EXTRACTED MATERIAL ::
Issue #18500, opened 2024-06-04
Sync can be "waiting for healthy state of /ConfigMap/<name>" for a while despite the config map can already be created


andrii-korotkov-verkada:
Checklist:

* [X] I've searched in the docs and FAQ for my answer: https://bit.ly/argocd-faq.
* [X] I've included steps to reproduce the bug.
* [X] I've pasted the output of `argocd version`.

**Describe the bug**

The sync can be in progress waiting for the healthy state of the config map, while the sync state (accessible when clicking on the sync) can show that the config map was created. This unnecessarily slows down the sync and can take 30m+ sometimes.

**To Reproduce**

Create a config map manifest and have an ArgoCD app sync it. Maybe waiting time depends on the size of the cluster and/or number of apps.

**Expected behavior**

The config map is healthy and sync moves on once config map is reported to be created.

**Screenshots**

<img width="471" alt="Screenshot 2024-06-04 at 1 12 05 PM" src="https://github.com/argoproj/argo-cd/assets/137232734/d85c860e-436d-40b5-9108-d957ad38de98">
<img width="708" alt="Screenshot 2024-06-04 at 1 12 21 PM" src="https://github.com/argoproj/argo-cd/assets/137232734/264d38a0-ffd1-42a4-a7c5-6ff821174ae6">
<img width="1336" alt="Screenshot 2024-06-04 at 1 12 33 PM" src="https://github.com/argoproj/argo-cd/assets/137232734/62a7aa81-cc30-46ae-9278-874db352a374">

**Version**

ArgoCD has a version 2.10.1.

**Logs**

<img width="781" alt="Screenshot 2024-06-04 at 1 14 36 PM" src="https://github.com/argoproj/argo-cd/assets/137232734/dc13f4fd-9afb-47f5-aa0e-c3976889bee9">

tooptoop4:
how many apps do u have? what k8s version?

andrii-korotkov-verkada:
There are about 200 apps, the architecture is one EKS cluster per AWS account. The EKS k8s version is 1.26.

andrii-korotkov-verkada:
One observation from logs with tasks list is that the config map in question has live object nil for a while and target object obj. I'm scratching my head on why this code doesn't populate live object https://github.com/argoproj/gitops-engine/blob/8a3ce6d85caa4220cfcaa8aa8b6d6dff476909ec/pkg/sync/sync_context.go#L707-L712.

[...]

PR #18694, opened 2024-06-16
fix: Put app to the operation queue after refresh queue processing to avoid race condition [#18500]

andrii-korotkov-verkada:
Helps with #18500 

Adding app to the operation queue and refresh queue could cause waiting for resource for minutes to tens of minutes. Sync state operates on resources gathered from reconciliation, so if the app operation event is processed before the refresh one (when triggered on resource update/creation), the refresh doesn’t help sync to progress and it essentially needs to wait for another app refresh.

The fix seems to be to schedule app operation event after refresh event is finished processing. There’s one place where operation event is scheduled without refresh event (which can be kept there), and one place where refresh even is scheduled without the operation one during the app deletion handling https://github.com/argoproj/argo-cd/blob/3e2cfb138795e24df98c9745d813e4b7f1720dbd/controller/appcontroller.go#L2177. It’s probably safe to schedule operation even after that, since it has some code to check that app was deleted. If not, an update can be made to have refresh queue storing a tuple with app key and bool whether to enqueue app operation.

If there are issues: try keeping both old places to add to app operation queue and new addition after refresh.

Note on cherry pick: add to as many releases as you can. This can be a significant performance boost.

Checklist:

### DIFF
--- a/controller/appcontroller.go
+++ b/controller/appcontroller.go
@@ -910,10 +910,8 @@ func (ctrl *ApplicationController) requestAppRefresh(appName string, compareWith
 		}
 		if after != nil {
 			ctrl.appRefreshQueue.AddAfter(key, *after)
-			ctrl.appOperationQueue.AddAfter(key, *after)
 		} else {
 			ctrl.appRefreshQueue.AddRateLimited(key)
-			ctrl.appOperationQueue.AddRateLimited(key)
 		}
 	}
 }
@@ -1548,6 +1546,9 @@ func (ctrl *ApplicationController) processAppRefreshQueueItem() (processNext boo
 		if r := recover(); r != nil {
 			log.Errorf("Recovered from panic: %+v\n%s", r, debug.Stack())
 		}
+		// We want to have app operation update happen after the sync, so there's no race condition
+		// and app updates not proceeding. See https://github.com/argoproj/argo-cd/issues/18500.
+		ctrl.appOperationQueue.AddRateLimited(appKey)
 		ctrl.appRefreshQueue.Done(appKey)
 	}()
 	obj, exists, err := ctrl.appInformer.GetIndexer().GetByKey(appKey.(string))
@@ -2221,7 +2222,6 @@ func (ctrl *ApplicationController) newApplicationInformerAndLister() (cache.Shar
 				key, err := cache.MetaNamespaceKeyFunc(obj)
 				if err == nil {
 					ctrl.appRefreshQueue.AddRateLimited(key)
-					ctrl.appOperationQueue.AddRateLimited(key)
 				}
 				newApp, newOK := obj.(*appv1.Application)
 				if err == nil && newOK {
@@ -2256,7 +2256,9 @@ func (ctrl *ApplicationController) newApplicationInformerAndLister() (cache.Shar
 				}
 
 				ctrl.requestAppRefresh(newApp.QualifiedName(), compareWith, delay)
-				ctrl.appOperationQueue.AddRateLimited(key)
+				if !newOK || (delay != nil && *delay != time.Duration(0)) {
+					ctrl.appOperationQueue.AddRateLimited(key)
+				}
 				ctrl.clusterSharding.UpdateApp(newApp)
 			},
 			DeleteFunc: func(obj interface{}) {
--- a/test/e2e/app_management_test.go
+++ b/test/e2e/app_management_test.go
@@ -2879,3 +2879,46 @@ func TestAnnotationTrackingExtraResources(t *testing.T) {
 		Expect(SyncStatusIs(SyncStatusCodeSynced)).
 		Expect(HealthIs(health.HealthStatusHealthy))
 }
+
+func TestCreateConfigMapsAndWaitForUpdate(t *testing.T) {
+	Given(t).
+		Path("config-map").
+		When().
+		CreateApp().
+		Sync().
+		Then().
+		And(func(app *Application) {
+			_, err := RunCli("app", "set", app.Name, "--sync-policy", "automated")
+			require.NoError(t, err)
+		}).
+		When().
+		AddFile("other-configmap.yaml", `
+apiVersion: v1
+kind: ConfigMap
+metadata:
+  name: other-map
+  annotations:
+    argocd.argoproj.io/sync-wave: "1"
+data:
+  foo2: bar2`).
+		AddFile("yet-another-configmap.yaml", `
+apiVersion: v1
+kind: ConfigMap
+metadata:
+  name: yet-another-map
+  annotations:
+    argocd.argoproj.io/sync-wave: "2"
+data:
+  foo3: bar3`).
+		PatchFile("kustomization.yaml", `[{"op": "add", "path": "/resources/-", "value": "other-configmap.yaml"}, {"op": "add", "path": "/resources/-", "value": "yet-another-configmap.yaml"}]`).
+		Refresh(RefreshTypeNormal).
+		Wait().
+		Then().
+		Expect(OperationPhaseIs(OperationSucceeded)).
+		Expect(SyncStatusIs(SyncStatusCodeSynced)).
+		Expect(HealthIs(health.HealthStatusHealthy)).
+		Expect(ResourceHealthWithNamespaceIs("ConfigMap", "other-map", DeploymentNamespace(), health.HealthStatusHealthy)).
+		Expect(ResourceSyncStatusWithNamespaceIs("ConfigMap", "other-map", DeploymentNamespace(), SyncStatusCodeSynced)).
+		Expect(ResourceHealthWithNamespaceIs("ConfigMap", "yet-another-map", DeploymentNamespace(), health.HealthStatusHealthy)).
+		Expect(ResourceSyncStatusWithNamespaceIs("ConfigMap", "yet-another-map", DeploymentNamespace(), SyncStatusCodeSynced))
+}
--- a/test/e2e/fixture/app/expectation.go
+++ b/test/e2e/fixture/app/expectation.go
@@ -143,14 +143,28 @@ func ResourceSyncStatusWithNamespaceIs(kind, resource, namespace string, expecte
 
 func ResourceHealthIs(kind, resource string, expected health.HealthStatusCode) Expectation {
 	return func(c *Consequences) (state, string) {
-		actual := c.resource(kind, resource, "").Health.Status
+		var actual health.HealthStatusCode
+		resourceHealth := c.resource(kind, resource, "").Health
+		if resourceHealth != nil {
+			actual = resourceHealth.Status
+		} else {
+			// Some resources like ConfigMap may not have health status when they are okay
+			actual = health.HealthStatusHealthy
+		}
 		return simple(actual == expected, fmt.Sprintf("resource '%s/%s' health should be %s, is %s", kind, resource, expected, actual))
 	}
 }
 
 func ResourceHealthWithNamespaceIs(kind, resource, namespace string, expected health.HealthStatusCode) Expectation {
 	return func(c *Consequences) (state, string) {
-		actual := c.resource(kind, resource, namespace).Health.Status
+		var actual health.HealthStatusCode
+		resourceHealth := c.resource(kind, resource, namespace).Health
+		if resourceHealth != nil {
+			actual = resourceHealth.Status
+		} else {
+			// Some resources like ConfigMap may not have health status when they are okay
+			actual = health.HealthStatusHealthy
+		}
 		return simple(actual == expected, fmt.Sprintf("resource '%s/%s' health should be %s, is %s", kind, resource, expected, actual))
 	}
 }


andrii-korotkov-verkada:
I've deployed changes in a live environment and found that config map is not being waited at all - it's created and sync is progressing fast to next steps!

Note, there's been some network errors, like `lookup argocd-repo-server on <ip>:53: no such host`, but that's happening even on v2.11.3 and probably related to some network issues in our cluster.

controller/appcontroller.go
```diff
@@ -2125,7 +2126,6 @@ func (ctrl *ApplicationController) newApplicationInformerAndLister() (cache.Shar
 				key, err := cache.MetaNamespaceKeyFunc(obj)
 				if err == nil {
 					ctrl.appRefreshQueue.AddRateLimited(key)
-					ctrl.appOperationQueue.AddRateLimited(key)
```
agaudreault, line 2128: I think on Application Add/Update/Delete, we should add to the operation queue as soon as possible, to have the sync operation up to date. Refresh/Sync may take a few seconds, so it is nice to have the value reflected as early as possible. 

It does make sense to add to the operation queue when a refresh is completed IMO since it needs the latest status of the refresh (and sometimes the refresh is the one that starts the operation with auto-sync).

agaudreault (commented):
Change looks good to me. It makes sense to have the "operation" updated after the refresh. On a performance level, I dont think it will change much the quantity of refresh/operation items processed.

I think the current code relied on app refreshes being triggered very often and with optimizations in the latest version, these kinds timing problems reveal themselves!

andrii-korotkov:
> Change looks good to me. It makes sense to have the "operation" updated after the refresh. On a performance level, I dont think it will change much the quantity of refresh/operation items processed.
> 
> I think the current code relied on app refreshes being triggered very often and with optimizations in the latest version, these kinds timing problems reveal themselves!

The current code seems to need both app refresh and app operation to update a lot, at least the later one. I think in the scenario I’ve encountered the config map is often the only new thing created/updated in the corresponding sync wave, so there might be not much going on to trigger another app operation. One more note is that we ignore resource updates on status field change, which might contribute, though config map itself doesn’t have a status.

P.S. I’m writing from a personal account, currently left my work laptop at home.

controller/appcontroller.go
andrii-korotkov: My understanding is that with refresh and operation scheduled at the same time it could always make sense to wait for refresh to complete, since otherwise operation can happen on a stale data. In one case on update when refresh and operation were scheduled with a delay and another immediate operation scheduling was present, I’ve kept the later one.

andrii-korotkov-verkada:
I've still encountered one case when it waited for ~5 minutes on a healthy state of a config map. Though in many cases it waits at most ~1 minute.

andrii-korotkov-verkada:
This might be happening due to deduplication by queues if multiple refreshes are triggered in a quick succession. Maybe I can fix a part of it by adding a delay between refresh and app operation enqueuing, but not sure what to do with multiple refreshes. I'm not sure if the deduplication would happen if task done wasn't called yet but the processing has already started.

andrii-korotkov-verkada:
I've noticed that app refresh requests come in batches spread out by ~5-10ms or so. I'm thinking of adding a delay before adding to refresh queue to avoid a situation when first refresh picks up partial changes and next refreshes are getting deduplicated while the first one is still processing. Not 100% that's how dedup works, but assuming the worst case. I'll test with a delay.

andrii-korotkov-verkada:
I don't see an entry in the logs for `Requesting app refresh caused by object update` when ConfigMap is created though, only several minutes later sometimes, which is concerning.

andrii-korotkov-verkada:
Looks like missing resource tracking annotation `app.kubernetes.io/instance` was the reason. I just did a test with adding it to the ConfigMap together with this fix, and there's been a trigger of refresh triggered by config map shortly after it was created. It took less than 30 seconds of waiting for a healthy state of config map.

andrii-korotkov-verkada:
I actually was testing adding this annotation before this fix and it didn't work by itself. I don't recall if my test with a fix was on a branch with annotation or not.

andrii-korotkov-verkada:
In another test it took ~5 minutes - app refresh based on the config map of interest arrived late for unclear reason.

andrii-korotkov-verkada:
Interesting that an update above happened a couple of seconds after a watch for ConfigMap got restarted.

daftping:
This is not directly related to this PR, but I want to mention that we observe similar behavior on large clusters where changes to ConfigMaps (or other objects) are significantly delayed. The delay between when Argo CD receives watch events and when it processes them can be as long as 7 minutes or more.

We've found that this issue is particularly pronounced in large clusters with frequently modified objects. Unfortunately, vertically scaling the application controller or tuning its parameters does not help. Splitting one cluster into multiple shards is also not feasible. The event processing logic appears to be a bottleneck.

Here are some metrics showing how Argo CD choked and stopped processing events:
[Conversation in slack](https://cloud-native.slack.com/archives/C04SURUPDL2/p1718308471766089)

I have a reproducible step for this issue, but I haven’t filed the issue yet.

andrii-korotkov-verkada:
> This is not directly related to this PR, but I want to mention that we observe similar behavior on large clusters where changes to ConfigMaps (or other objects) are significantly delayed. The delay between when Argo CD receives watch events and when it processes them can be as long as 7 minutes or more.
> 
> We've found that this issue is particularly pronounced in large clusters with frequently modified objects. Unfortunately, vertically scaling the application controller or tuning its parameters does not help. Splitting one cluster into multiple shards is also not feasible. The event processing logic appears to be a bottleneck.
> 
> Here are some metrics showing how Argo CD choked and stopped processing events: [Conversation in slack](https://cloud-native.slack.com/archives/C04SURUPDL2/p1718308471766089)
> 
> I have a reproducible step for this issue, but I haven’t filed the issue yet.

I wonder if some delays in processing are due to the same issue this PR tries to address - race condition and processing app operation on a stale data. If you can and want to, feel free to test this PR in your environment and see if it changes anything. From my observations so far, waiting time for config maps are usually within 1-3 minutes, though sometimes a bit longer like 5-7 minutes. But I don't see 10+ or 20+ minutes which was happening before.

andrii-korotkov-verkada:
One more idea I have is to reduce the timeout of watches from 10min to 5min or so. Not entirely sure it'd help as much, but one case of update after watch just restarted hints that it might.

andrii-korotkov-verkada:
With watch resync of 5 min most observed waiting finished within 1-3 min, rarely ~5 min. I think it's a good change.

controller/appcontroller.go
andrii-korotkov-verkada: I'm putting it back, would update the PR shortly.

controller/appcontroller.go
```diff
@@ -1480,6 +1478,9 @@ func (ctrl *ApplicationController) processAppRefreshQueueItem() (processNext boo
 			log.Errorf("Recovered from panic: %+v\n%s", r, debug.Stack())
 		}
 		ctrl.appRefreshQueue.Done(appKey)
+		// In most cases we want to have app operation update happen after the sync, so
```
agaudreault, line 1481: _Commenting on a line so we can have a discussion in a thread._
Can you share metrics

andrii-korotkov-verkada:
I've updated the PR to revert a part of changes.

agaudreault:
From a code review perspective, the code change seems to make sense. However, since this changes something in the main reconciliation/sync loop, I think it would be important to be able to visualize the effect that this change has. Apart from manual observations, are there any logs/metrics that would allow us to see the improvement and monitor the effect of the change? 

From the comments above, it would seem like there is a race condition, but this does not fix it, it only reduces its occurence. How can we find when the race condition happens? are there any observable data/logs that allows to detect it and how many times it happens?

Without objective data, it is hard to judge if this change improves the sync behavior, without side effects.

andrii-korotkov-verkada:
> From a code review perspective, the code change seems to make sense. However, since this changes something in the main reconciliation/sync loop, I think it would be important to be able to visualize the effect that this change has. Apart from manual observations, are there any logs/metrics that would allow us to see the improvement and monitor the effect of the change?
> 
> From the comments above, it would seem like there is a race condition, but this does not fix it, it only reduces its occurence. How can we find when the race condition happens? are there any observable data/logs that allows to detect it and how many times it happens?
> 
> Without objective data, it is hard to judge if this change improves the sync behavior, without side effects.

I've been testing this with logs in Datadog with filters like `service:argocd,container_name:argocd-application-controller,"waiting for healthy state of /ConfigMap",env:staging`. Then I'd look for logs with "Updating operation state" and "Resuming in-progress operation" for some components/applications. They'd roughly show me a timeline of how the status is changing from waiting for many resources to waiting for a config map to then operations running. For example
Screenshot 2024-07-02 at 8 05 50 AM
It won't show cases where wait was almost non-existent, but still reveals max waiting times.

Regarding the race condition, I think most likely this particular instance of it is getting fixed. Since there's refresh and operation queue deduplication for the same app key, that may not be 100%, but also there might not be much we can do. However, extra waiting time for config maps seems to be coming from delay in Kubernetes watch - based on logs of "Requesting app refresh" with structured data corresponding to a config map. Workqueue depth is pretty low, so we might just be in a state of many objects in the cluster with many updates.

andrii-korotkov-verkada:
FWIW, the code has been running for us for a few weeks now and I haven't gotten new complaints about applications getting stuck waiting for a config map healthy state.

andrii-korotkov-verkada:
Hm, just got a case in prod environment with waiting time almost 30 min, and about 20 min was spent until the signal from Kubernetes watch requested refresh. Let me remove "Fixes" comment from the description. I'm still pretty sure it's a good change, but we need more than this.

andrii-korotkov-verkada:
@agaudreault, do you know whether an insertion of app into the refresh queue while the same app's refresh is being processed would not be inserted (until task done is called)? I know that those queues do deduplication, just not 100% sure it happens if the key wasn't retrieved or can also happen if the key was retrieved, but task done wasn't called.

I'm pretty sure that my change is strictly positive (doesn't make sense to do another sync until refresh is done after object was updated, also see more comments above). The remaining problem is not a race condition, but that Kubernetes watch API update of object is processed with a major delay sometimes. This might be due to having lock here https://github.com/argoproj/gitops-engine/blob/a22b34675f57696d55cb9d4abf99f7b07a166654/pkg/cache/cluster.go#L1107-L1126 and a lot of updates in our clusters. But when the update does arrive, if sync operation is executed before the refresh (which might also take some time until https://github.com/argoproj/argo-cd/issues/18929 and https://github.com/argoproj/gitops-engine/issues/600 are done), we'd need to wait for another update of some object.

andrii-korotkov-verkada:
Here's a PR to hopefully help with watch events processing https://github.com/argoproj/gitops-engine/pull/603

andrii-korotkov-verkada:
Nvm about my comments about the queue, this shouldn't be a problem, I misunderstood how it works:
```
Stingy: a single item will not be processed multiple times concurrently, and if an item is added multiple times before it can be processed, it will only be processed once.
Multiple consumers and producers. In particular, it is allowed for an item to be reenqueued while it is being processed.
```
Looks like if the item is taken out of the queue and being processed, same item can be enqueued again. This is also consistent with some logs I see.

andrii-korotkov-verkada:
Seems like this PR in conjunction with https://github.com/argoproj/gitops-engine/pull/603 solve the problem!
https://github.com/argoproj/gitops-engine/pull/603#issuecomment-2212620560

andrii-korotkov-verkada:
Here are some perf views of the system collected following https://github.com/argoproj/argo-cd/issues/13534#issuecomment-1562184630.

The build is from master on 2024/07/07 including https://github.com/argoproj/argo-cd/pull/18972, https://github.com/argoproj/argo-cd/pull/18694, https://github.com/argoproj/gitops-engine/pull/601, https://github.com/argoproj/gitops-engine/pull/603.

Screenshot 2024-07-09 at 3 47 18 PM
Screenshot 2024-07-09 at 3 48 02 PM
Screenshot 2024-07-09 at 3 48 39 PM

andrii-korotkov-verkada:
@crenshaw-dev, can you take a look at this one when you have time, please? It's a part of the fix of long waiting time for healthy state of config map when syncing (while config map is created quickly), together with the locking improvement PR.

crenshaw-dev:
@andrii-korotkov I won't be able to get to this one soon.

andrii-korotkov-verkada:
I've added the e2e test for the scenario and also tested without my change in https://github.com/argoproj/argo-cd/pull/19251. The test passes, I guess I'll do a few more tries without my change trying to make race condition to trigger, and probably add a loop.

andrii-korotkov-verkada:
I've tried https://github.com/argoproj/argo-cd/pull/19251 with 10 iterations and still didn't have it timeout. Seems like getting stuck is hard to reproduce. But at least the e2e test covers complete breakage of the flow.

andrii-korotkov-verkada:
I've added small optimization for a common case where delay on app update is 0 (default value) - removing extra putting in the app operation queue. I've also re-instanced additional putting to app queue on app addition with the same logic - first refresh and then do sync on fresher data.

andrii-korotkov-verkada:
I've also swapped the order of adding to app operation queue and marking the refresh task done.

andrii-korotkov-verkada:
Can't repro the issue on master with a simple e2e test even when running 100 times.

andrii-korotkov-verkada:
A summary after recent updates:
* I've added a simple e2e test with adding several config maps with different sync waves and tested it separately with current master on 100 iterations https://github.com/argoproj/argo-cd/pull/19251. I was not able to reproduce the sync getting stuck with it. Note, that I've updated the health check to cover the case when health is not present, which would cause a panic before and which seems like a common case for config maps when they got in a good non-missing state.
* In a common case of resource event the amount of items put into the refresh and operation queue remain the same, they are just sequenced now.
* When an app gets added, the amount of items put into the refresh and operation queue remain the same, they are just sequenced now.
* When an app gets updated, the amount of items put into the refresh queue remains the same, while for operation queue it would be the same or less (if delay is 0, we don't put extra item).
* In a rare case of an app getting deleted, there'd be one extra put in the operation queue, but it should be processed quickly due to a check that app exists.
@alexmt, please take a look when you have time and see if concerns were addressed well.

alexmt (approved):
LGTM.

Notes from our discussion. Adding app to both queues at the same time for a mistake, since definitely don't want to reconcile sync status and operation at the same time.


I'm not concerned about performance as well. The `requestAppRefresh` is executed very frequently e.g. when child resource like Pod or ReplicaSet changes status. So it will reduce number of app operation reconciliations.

WHAT THE TASK REQUIRES ::
Count each line of the entries that holds the word "scenario", then state the total and nothing more.

SOLUTION TO THIS PROBLEM ::
2